Additive manufacturing and performance of bioceramic scaffolds with different hollow strut geometries

Additively manufactured hollow-strut bioceramic scaffolds present a promising strategy towards enhanced performance in patient-tailored bone tissue engineering. The channels in such scaffolds offer pathways for nutrient and cell transport and facilitate effective osseointegration and vascularization. In this study, we report an approach for the slurry based additive manufacturing of modified diopside bioceramics that enables the production of hollow-strut scaffolds with diverse cross-sectional forms, distinguished by different configurations of channel and strut geometries. The prepared scaffolds exhibit levels of porosity and mechanical strength that are well suited for osteoporotic bone repair. Mechanical characterization in orthogonal orientations revealed that a square outer cross-section for hollow struts in woodpile scaffolds gives rise to levels of compressive strength that are higher than those of conventional solid cylindrical strut scaffolds despite a significantly lower density. Finite element analysis confirms that this improved strength arises from lower stress concentration in such geometries. It was shown that hollow struts in bioceramic scaffolds dramatically increase cell attachment and proliferation, potentially promoting new bone tissue formation within the scaffold channel. This work provides an easily controlled method for the extrusion-based 3D printing of hollow strut scaffolds.

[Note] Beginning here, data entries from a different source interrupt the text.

Issue #2138, opened 2026-05-19
Bull Sdk Fixes


i5hi:
Fix several issues in the Bull SDK integration to improve build reliability and CI coverage.

## Acceptance criteria
- [ ] Pin \`bull_sdk\` git dependencies to commit SHAs (replace \`branch = "migrate-to-bull-sdk"\` with \`rev = "<sha>"\`)
- [ ] Pin the app's ref to a specific commit instead of \`main\`
- [ ] Add \`bull_sdk\` CI matrix: build each sub-crate standalone, build with all features, run \`fix_frb_generated.sh\` idempotency check
- [ ] Add mirror-type assertion test to CI (verify \`TxFee\` and \`ArkTransaction\` mirror declarations match upstream)
- [ ] Add cross-crate FRB version enforcement check in CI
- [ ] Plan for folding \`bdk_dart\` into bull_sdk (next step, not blocking this issue)

## Test cases
- [ ] CI builds pass with pinned commit refs
- [ ] Modify upstream \`TxFee\` struct and verify CI mirror assertion catches the drift
- [ ] Run \`fix_frb_generated.sh\` twice and verify idempotent output
- [ ] Verify each sub-crate builds independently in CI
- [ ] Verify cross-crate FRB version check fails when versions diverge

ethicnology:
@i5hi what is the new PR associated to this issue now?

i5hi:
https://github.com/SatoshiPortal/bullbitcoin-mobile/pull/2316

i5hi:
Lets keep this open to track publishing lwk and boltz to pub.dev

ethicnology:
https://github.com/bitcoindevkit/bdk-ffi/pull/1040

ethicnology:
https://github.com/bitcoindevkit/bdk-dart/pull/101

PR #2316, opened 2026-06-19
feat: swap mnemonic + restore endpoints

### LINKED ISSUE #2282: Swap mnemonic: Follow boltz new standard for swap mnemonic to enable recovery endpoints
Use the updated boltz-dart library which has a new flow for swap mnemonic. 

The wallet earlier derived the swap mnemonic from a bip44 special account path and required always passing the wallet mnemonic to the library to derive. 

Now, boltz-dart has a new helper method to derive the swap mnemonic which should be stored separately and subsequently for every new swap - only this mnemonic is passed into swap creation methods. 

What this enables:
- [ ] Recovery endpoints - using the recovery endpoints requires that swap keys are derived at a specific unhardened path so that boltz can derive all the pubkeys related to a user using the master xpub. This will enable full restoration of completed and in progress swaps on a fresh app installation
- [ ] Swap from hardware - previously, hardware wallets could only be on the receiving end of the swaps because all swap creation methods required a wallet api from which it derived the swap key. Since hardware wallets have no mnemonic, they could never be a sender. Using the swap mnemonic solves this problem. Swaps can now be created with the swap mnemonic and the hardware wallet just has to fund the lock up to be the sender. 

## User stories
- As a user who has swap history, I want to delete the app, restore from my seed and get back all my swap history
- As a user who has an incomplete swap and reinstalled the app, I want to be able to recover the swap/ complete it on my fresh installation

The UX does not change, only the internals of how swaps are handled changes. The user must not have to deal with the fact that they have a swap mnemonic - they must only be concerned with their main wallet mnemonic.

## Test cases
- [ ] Chain swaps via Transfer from BTC to LBTC
- [ ] Chain swaps via Transfer from LBTC to BTC
- [ ] Submarine swaps via Send from LBTC to LN
- [ ] Submarine swaps via Send from BTC to LN
- [ ] Reverse swaps via Receive from LN to LBTC
- [ ] Reverse swaps via Receive from LN to BTC
- [ ] Perform a chain swap, btc submarine swap and btc reverse swap and delete the app before they complete
- [ ] Reinstall and recover from the same wallet menmonic
- [ ] Entire swap history must be restored and ongoing swaps should be restored

i5hi:
Swaps now uses more deterministic secrets (preimage included) and are now derived from a standardized path that can be used to restore stuck swaps via the `restore` endpoint by sharing the master xpub with boltz. 

Fixes: https://github.com/SatoshiPortal/bullbitcoin-mobile/issues/2282 https://github.com/SatoshiPortal/bullbitcoin-mobile/issues/2138


i5hi:
Not yet ready for review. Just a first draft.

i5hi:
@claude Please run another review

ios/Podfile.lock
ethicnology, line 1: Isn't BLE required for Bitbox on iOS ?

lib/core/storage/tables/swaps_table.dart
```diff
@@ -30,6 +30,11 @@ class Swaps extends Table {
   IntColumn get serverNetworkFees => integer().nullable()();
   BoolColumn get wasDirectPayment =>
       boolean().withDefault(const Constant(false))();
+  // Reconstructed by the swap-restore/rescue flow rather than created in-app, so
+  // fields not derivable from the Boltz restore response + on-chain data are not
+  // trustworthy and are hidden in the UI (see RescueSwapUsecase / the swap
+  // entity's `recovered` doc for the exact list of uncertain fields).
+  BoolColumn get recovered => boolean().withDefault(const Constant(false))();
```
ethicnology, line 37: Is there any side effect of recovering a mnemonic without this metadata ?

lib/core/swaps/swaps_locator.dart
ethicnology, line 1: Is it normal to have this logic in the locator?

lib/core/storage/tables/swaps_table.dart
i5hi: kind of and this field is there to address that. the main side effect is that we dont have all the fields we had when we create the swap, for example:
- wallets involved
- boltz and miner fees at the time of the swap

In a later enhancement we can try to figure out which wallet was involved by scanning inputs and outputs of the lockup and claim but for now i left it out of the scope. 

The main feature affected by this is transaction details as well as the swap watcher itself. The presence of this field lets us know to handle things a bit different.

lib/core/swaps/swaps_locator.dart
i5hi: fixed.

We show here how the production of hollow struts with controllable geometry can serve to enhance both the functional and mechanical performance of porous structures, with particular relevance for bone tissue engineering scaffolds.

Automated summary

Additively manufactured hollow-strut bioceramic scaffolds offer a promising strategy for patient-tailored bone tissue engineering, providing pathways for nutrient and cell transport and promoting osseointegration and vascularization. This study presents a slurry based additive manufacturing approach for modified diopside bioceramics, producing hollow-strut scaffolds with diverse cross-sectional forms. Mechanical characterization showed that square outer cross-sections for hollow struts in woodpile scaffolds result in higher compressive strength compared to solid cylindrical strut scaffolds, despite lower density. Hollow struts in bioceramic scaffolds significantly enhance cell attachment and proliferation and have potential for new bone tissue formation. This work provides a controlled method for extrusion-based 3D printing of hollow strut scaffolds, enhancing functional and mechanical performance in bone tissue engineering scaffolds.